FAIRFORMER: A transformer architecture for discrete fair division

TL;DR

FAIRFORMER introduces a transformer-based neural network for fair division of indivisible goods, balancing efficiency and envy-freeness, and achieves near-optimal welfare with fast inference.

Contribution

It presents a novel permutation-equivariant transformer architecture for fair division that learns to allocate goods without supervision or explicit fairness labels.

Findings

Achieves 96-97% Nash welfare on sampled instances.

Outperforms baselines in solution quality and runtime.

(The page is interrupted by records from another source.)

PR #50, opened 2021-07-02
add sketch of attestation results format

thomas-fossati:
* CDDL sketch that tries to capture our conversation with JSON and CBOR
  serialisations
* framework for checking integrity of CDDL for both JSON and CBOR
* framework for adding samples and checking them against the current
  CDDL


docs/dm/attestation-results/attestation-results.cddl
```diff
@@ -0,0 +1,43 @@
...
+attestation-results = {
+  ar.status => $ar-status
+  ar.trust-vector => ar-trust-vector
+  ? ar.raw-evidence => ar-bytes
+  ar.timestamp => ar-timestamp
+  ? ar.endorsed-claims => ar-endorsed-claims
+}
+
+ar-trust-vector = {
+  ar.hw-authenticity => $ar-status
```
SimonFrost-Arm, line 16: I can see this status working for most scenarios. Is there a case where values may be needed instead e.g. a certification level, an overall SW security epoc? Appreciate that those could be in the extension bucket but wanted to raise the query in case these results should be named ...-status for clarity there

SimonFrost-Arm: Scratch that, just read the end of the file has the -details sections!

docs/dm/attestation-results/attestation-results.cddl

Generalizes beyond training regime.

Abstract

We propose a deep neural network-based solution to the problem of allocating indivisible goods under additive subjective valuations without monetary transfers, trading off economic efficiency with envy-based fairness. We introduce FairFormer, an amortized, permutation-equivariant two-tower transformer that encodes items and agents as unordered token sets, applies self-attention within each set, and uses item-to-agent cross-attention to produce per-item assignment distributions in a single forward pass. FairFormer is trained end-to-end to maximize expected log-Nash welfare on sampled instances, requiring no solver supervision, unrolled allocation procedures, or fairness labels. At test time, we discretize by row-wise $\arg\max$ and apply a lightweight post-processing routine that transfers items to eliminate violations of envy-freeness up to one item while prioritizing improvements in Nash welfare. Our approach generalizes beyond its training regime and achieves near-optimal welfare (e.g., for uniformly sampled valuations, $96$--$97\%$ for Nash welfare; $95$--$96\%$ for utilitarian welfare), outperforming strong baselines in solution quality and/or runtime.